We differentiated, for the first time, between effects of exposure intensity and exposure duration in workers from the soft tissue producing industry. Because of the limited sample size, our findings are preliminary and should be interpreted with caution. The results suggest that exposure intensity may be responsible for the majority of the detected effects regarding respiratory symptoms. However, duration of exposure contributed to the effects in almost all symptoms to a smaller degree. This could provide some evidence for a link to possible chronic effects. After adjustment for smoking habits, chronic bronchitis was no longer significantly associated with dust or fibre exposure. However, the highest odds ratio (1.57) in the subgroup with longest and highest exposure suggests some deleterious potential. Taking the healthy worker effect into account, this finding should be of interest for future studies on the relation between lower respiratory tract diseases and dust exposure.

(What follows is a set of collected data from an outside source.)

PR #1641, opened 2016-06-02
Add a service worker

notwaldorf:
I thiiiink this should work? Watch it live: https://service-worker-dot-polymer-project.appspot.com

- precaching the elements, the css/js and the main page. Total precache size is about 869 kB for 26 resources
- everything else should be runtime caching.

screen shot 2017-03-15 at 2 40 13 pm

R: @ebidel, @jeffposnick as an fyi since he's a 💎 and helped me with most of this anyway.


gulpfile.js
```diff
@@ -82,6 +83,58 @@ function createReloadServer() {
...
 }
 
+function writeServiceWorkerFile() {
+  var path = require('path');
+  var rootDir = 'dist';
+
+  var config = {
+    cacheId: 'polymerproject',
+    staticFileGlobs: [
+      rootDir + '/1.0/index.html',
```
arthurevans: Since these two pages are assembled server-side, I think the should be in the `dynamicUrlToDependencies` object so the service worker cache will get updated if  the templates change. I think that would look like this:

```
dynamicUrlToDependencies: {
  '/1.0/': [ '/1.0/index.html', '/templates/head-meta.html', '/templates/site-nav.html' ],
 '/1.0/about':  [ '/1.0/about.html', '/templates/head-meta.html', '/templates/site-nav.html' ]
}
```

arthurevans:
In testing, offline seems to work well. I have a few overall questions/comments though:

1) We need a loading/loading failed indication I think there's a separate ticket to show loading progress, but we also need to detect a failed load. Offline exacerbates this problem since we'd expect only some of the pages to be cached.

2) Not a service worker question but related to caching: we don't currently have any kind of cache busting scheme, which I recall as being an issue on the old site because the browser was super duper enthused about holding on to HTML imports. (Also, cache times are set to the default 10 minutes which is probably overkill and forcing lots of extra traffic for non-SW browsers.) 

#2 is more a question for @ebidel who may remember the history of the old site better...

arthurevans:
BTW: staged for testing at https://service-worker-dot-polymer-project.appspot.com/

gulpfile.js
notwaldorf: I don't think this is needed. We are caching things from '/dist' (that's what rootdir points to), which is after the page has been assembled, so it doesn't really matter what it was assembled from. My understanding is that dynamicURlToDependencies is needed when you do client side templating, which we don't

arthurevans: OK I defer to @jeffposnick on this one. I thought it was for server-side templating, which we do do. My understanding was that sw-precache creates a hash for each each resource to determine when it changes.

jeffposnick: Yup, @arthurevans is right. Good catch! `dynamicUrlToDependencies` lets you keep track of which dependencies uniquely define a given URL, to ensure that if any of those underlying dependencies change, the cache entry for that URL will be updated.

For some setups, it could be easier to use globbing + a few constants to generate this mapping instead of trying to maintain it by hand. See, for example, https://github.com/GoogleChrome/ioweb2015/blob/master/gulp_scripts/service-worker.js#L24

notwaldorf: But since we regenerated this file on every build, if it changes doesn't the cache entry get update as well?

app/js/app.js
```diff
@@ -67,4 +67,11 @@ if (console) {
   console.log("%cWelcome to Polymer!\n%cweb components are the <bees-knees>",
               "font-size:1.5em;color:#4558c9;", "color:#d61a7f;font-size:1em;");
 }
+
+// Register service worker if supported.
+if ('serviceWorker' in navigator) {
+  console.log('Registering service worker');
```
ebidel: 🔫 it

gulpfile.js
```diff
@@ -15,6 +15,7 @@ let $ = require('gulp-load-plugins')();
 let matter = require('gulp-gray-matter');
 let styleMod = require('gulp-style-modules');
 let cssslam = require('css-slam');
+var swPrecache = require('sw-precache');
```
ebidel: `varToLet.then(isHappy => { ... });`

gulpfile.js
```diff
@@ -82,6 +83,58 @@ function createReloadServer() {
...
+  var rootDir = 'dist';
+
+  var config = {
+    cacheId: 'polymerproject',
+    staticFileGlobs: [
+      rootDir + '/1.0/index.html',
+      rootDir + '/1.0/about.html',
+      rootDir + '/elements/**',
+      rootDir + '/js/*.js',
+      rootDir + '/css/*.css',
```
ebidel: can you convert to template strings?

gulpfile.js
```diff
@@ -320,10 +375,15 @@ gulp.task('clean', 'Remove dist/ and other built files', function() {
...
+  writeServiceWorkerFile();
+});
+
+
 // Default task. Build the dest dir.
 gulp.task('default', 'Build site', ['clean', 'jshint'], function(done) {
   runSequence(
-    ['style', 'images', 'vulcanize', 'vulcanize-demos', 'js'],
-    'copy', 'md:docs', 'md:blog',
+    ['style', 'images', 'vulcanize', 'vulcanize-demos', 'js', ],
```
ebidel: Remove the trailing `,`. Creeps me out.

ebidel:
Reviewed

notwaldorf:
@ebidel fixeded!

gulpfile.js
notwaldorf: @jeffposnick ^^^

jeffposnick:
I'm going to take this discussion out of some hidden/outdated comment threads and into the main PR. Apologies if any of my previous comments confused matters, as I forgot some of the context myself. Re: how/whether to use `dynamicUrlToDependencies` for, there's basically two different approaches:

1. List (some or) all the possible navigation URLs as keys in `dynamicUrlToDependencies`, mapped to the individual templates that uniquely define the content used for each URL. In this approach, the browser would request every URL when the SW installs, and store a complete, server-rendered copy of the URL in the cache, and use that cached copy for subsequent navigations. Every time any of the partial templates is updated, all those cached pages that depend on a template would be automatically invalidated and refetched.
2. List (almost) nothing in `dynamicUrlToDependencies`, and instead only cache the "App Shell" HTML structure, and then rely on the `navigateFallback` option to route to the App Shell, and client-side templating to populate the shell via dynamic content. This separation between shell and content means, among other things, that you don't end up invalidating a bunch of cached content just because a single HTML element is tweaked in a template.

One is the approach we took with IOWA2015: https://github.com/GoogleChrome/ioweb2015/blob/master/gulp_scripts/service-worker.js#L24
Two is the approach we took with IOWA2016: https://github.com/GoogleChrome/ioweb2016/blob/master/gulp_scripts/service-worker.js#L22

There's no single "right" way of doing this, but given what I had previously discussed with @notwaldorf, I know that the goal was an App Shell + dynamic content approach, and that tends to be an approach that works well with sites that have lots of pages, only a subset of which might be visited.

Given that, the current PR looks like it has things properly implemented. I'd love to give this another once-over via looking in the Network tab and checking all the responses before this actually gets deployed to production, just to confirm that I haven't been giving bad advice.

gulpfile.js
arthurevans: @notwaldorf By "this file" do you mean the service worker file, or the `dist/1.0/index.html`?

My point was that if we update `templates/head-meta.html`, that won't change the contents of `dist/1.0/index.html`

notwaldorf: Why not? When `templates/head-meta.html` changes, on the next rebuild (because you need it to deploy) this will regenerate `dist/1.0/index.html`, because we regenerate everything on every build. And this new, regenerated file will be different.

notwaldorf:
@jeffposnick I still don't understand. We regenerate the `/dist` files on every build. If one of the templates changes, the resulting `/dist/1.0/index.html` changes as well. I made the SW look at the `/dist` file, not the source one, so the generated file gets pre-cached, and it should be updated. I don't see how `dynamicUrlToDependencies` would help in this case? Halp. 😭

jeffposnick:
Right, @notwaldorf! I don't think you'll need `dynamicUrlToDependencies` with the App Shell approach you're using.

> Given that, the current PR looks like it has things properly implemented.

gulpfile.js
arthurevans: What I've been trying to say is, it _won't_. The jinja templating is server side, not build-time. If you look at `dist/1.0/index.html`, you'll see:

```
```

The `head-meta` template gets interpolated on the server at request time by `server.py`:

https://github.com/Polymer/docs/blob/master/server.py#L59

arthurevans:
BTW @jeffposnick, you can check this branch out live at https://service-worker-dot-polymer-project.appspot.com/

gulpfile.js
jeffposnick: If that's the case, then a single entry in `dynamicUrlToDependencies` does seem required:

```js
dynamicUrlToDependencies: {
  'dist/1.0/': ['path/to/templates/head-meta.html', 'path/to/dist/1.0/index.html']
}
```

(This will take care of both requests for 'dist/1.0/' and 'dist/1.0/index.html' due to [`directoytIndex`](https://github.com/GoogleChrome/sw-precache#directoryindex-string)'s default behavior.

arthurevans: Oh, I had totally missed `directoryIndex`. That explains a bit that I was confused about.

`dist` is the build directory, so I think:

```
dynamicUrlToDependencies: {
  '1.0/': [ 'dist/1.0/index.html', 'dist/templates/head-meta.html', 'dist/templates/site-nav.html' ]
}
```

notwaldorf: But that's bad news bears -- site-nav is included in most of the other
pages on the site, that could be runtime cached. Don't we need to list them
too?

notwaldorf: (And head-nav is included in literally every page on the site)

jeffposnick: This gets into the two scenarios outlined at https://github.com/Polymer/docs/pull/1641#issuecomment-224081435

In scenario 2), the App Shell (`index.html`, for this site) is the only thing that needs to be kept up to date, and it then pulls in dynamic content at runtime and populates the shell with the body of the specific page that's actually requested. That implies that everything else on the page stays the same (header/side nav/etc.) and just the dynamic content gets swapped in/out depending on the URL.

If we're in some sort of hybrid of the two scenarios, then things can be messy. Should we all discuss this off thread to avoid the back and forth and get some certainty?

arthurevans: If you're runtime caching, I think the SW is just caching the contents of the stuff it pulls down over the network, which is no problem.

The problem with static files is that, at build time, sw-precache caclulates a hash from the contents of the static file in your local build, and bakes that into the service-worker.js code it generates. 

So it's actually caching something like:

```
index.html?sw-precache=<some-hash-string>
```

If it finds that file in its cache, it assumes it's up to date if <some-hash-string> matches the hash string it expects.

I think. I actually broke my brain a little bit on this.

app/1.0/shell.html
```diff
@@ -0,0 +1,24 @@
...
+-->
+<!DOCTYPE html>
+<html itemscope itemtype="http://schema.org/Organization" lang="en">
+<head>
+<title>{% block title %}{% endblock %} - Polymer Project</title>
+{% include 'templates/head-meta.html' %}
+</head>
+<body class="fullbleed" unresolved>
+  <pw-shell>
+    {% include 'templates/site-nav.html' %}
```
arthurevans: Since every page load replaces the contents of `<pw-shell>`, it shouldn't need to have any children in the app shell file. (site nav and devguide-shell).

gulpfile.js
```diff
@@ -91,37 +91,47 @@ function writeServiceWorkerFile() {
     cacheId: 'polymerproject',
     staticFileGlobs: [
       `${rootDir}/1.0/index.html`,
```
arthurevans: These three (index, shell, about) shouldn't be in the static file list, since they're assembled on the server.

gulpfile.js
```diff
@@ -91,37 +91,47 @@ function writeServiceWorkerFile() {
...
+      `${rootDir}/1.0/shell.html`,
       `${rootDir}/1.0/about.html`,
       `${rootDir}/elements/**`,
       `${rootDir}/js/*.js`,
       `${rootDir}/css/*.css`,
       `${rootDir}/bower_components/**/webcomponents-lite.min.js`,
     ],
-    navigateFallback: '/1.0/index.html',
+    dynamicUrlToDependencies: {
+      '/1.0/shell.html': [
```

In this context it should be considered whether dust and fibre concentrations in our study are surrogate markers for non-detected exposures at the workplaces. It is well known that in the soft tissue industry a complex exposure situation exists.15,16 Moreover a high prevalence of respiratory symptoms has been reported from other worksites with organic dust exposure outside the soft tissue industry, for example, among biowaste collectors, compost workers, and farmers.17,18 Respiratory symptoms could be non-specifically related to the very high dust concentrations, no matter what kind of dust exposure takes place. Searching for the aetiological agent, Rylander et al found that airborne endotoxin and β(1,3)-glucan exposure were responsible for the increased prevalence of respiratory symptoms in a group of 83 workers employed in bark cleaning units, recycled paper storage and processing in the paper industry.14 This exposure is not comparable with soft tissue production. Recycled paper and recycled paper dust and fibres have different properties (for example, diminished fibre length) than soft tissue paper dust. Moreover dust concentrations are higher in soft tissue production. Because of the results of the markers of inflammation determined by Rylander et al, airway inflammation may be responsible for the increased symptom prevalence.14 However, the responsible agent still remains unclear. Douwes et al, in their study of saw mills, reported that dust levels were only weakly correlated with endotoxin and β(1,3)-glucan concentrations.19 It is therefore questionable whether the dust concentrations detected in our study can serve as a surrogate for endotoxin exposures. It is concluded that most of the results suggest that the effects detected are a result of the high dust concentration, regardless of its fibre content.
A reduction of dust exposure should therefore be recommended in the soft tissue paper producing industry. Further investigations to identify the aetiological agent or agents within the dust fraction are recommended.